Doakan Suherman dan Guntur, Wartawan Bali Pakai Pita Hitam
Selasa, 27 Feb 2007 14:54 WIB
Denpasar - Nasib naas yang dialami 2 wartawan korban tenggelamnya KM Levina I, juga mengundang rasa duka kalangan jurnalis di Bali. Mereka pun khusyu memanjatkan doa.Sekitar seratus orang wartawan berdiri dengan kedua belah telapak tangan dirapatkan di dada di Monumen Braja Sandi, Jl Puputan Raya, Renon, Denpasar, Bali, Selasa (27/2/2007).
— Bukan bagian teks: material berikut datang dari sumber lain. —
PR #380, opened 2019-02-25
Refactor channel connectivity to avoid multiple spin loops

rebello95:
The current Swift implementation of the gRPC channel's connectivity observer spins up a new ConnectivityObserver instance which then starts a new "spin loop" thread and continually runs, observing changes to the underlying gRPC Core channel's connectivity and piping those back through a callback closure. This means that there's a new spin loop spun up for each observer for each channel.

We can avoid having to spin up multiple spin loops for each observer (keeping only 0 or 1 per channel) by allowing a single ConnectivityObserver instance to pipe changes back to multiple callbacks.

### DIFF
--- a/Sources/SwiftGRPC/Core/Channel.swift
+++ b/Sources/SwiftGRPC/Core/Channel.swift
@@ -95,7 +95,9 @@ public class Channel {
   }
 
   deinit {
-    self.connectivityObserver?.shutdown()
+    self.mutex.synchronize {
+      self.connectivityObserver?.shutdown()
+    }
     cgrpc_channel_destroy(self.underlyingChannel)
     self.completionQueue.shutdown()
   }
--- a/Sources/SwiftGRPC/Core/Channel.swift
+++ b/Sources/SwiftGRPC/Core/Channel.swift
@@ -15,7 +15,6 @@
  */
 #if SWIFT_PACKAGE
 import CgRPC
-import Dispatch
 #endif
 import Foundation
 
@@ -126,81 +125,5 @@ public class Channel {
   /// - Parameter callback: block executed every time a new connectivity state is detected
   public func addConnectivityObserver(callback: @escaping (ConnectivityState) -> Void) {
     connectivityObserver.addConnectivityObserver(callback: callback)
-  }
-}
-
-private extension Channel {
-  final class ConnectivityObserver {
-    private let completionQueue: CompletionQueue
-    private let underlyingChannel: UnsafeMutableRawPointer
-    private let underlyingCompletionQueue: UnsafeMutableRawPointer
-    private var callbacks = [(ConnectivityState) -> Void]()
-    private var hasBeenShutdown = false
-    private let stateMutex = Mutex()
-
-    init(underlyingChannel: UnsafeMutableRawPointer) {
-      self.underlyingChannel = underlyingChannel
-      self.underlyingCompletionQueue = cgrpc_completion_queue_create_for_next()
-      self.completionQueue = CompletionQueue(underlyingCompletionQueue: self.underlyingCompletionQueue,
-                                             name: "Connectivity State")
-      self.run()
-    }
-
-    deinit {
-      shutdown()
-    }
-
-    private func run() {
-      let spinloopThreadQueue = DispatchQueue(label: "SwiftGRPC.ConnectivityObserver.run.spinloopThread")
-      var lastState = ConnectivityState(cgrpc_channel_check_connectivity_state(self.underlyingChannel, 0))
-      spinloopThreadQueue.async {
-        while true  {
-          guard (self.stateMutex.synchronize { !self.hasBeenShutdown }) else {
-            return
-          }
-
-          guard let underlyingState = lastState.underlyingState else { return }
-
-          let deadline: TimeInterval = 0.2
-          cgrpc_channel_watch_connectivity_state(self.underlyingChannel, self.underlyingCompletionQueue,
-                                                 underlyingState, deadline, nil)
-
-          let event = self.completionQueue.wait(timeout: deadline)
-          guard (self.stateMutex.synchronize{ !self.hasBeenShutdown }) else {
-            return
-          }
-
-          switch event.type {
-          case .complete:
-            let newState = ConnectivityState(cgrpc_channel_check_connectivity_state(self.underlyingChannel, 0))
-            guard newState != lastState else { continue }
-
-            lastState = newState
-            self.stateMutex.synchronize {
-              self.callbacks.forEach { callback in callback(newState) }
-            }
-
-          case .queueShutdown:
-            return
-
-          default:
-            continue
-          }
-        }
-      }
-    }
-
-    func addConnectivityObserver(callback: @escaping (ConnectivityState) -> Void) {
-      self.stateMutex.synchronize {
-        self.callbacks.append(callback)
-      }
-    }
-
-    func shutdown() {
-      stateMutex.synchronize {
-        hasBeenShutdown = true
-      }
-      completionQueue.shutdown()
-    }
   }
 }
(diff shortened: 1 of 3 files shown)


Sources/SwiftGRPC/Core/Channel.swift
```diff
@@ -136,18 +134,16 @@ private extension Channel {
     private let completionQueue: CompletionQueue
```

Masing-masing tampak mengenakan pita hitam di lengan kanan.Acara doa bersama itu dipimpin oleh Gus Indra, dari kelompok spiritual Asram Gandhi. Suasana sangat hening saat doa dan mantra dibacakan. Hujan lebat mengiringi ritual doa ini.Usai doa bersama, acara kemudian dilanjutkan dengan diskusi membahas peristiwa itu. Masing-masing wartawan mengemukakan pendapatnya mengenai peristiwa yang menyebabkan Suherman (Lativi) meninggal dunia dan Guntur (SCTV) hilang. "Kita tidak bisa menyalahkan siapa pun dalam kejadian tersebut, baik itu KNKT, polisi maupun wartawan sendiri. Kejadian itu murni musibah," kata Frans Sarong, wartawan sebuah harian nasional."Peristiwa ini harus dijadikan pelajaran yang berharga. Kita harus waspada saat bertugas dalam kondisi apa pun," timpal Wayan Juniarta, jurnalis lainnya.Acara kemudian ditutup dengan melakukan tabur bunga di Pantai Shindu, Sanur. Dua karangan bunga dilarung di pantai tersebut. "Selamat jalan kawan," ucap mereka lirih.